---------- Excerpted data ----------

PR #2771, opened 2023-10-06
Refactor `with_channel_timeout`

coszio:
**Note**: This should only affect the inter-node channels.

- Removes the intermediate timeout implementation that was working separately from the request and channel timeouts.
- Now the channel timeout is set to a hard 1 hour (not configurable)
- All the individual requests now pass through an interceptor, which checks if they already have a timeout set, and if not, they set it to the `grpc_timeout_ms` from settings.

----------

» **What you will do**:
Give an exact transcription of all the material.

» **Answer below**:
PR #2771, opened 2023-10-06
Refactor `with_channel_timeout`

coszio:
**Note**: This should only affect the inter-node channels.

- Removes the intermediate timeout implementation that was working separately from the request and channel timeouts.
- Now the channel timeout is set to a hard 1 hour (not configurable)
- All the individual requests now pass through an interceptor, which checks if they already have a timeout set, and if not, they set it to the `grpc_timeout_ms` from settings.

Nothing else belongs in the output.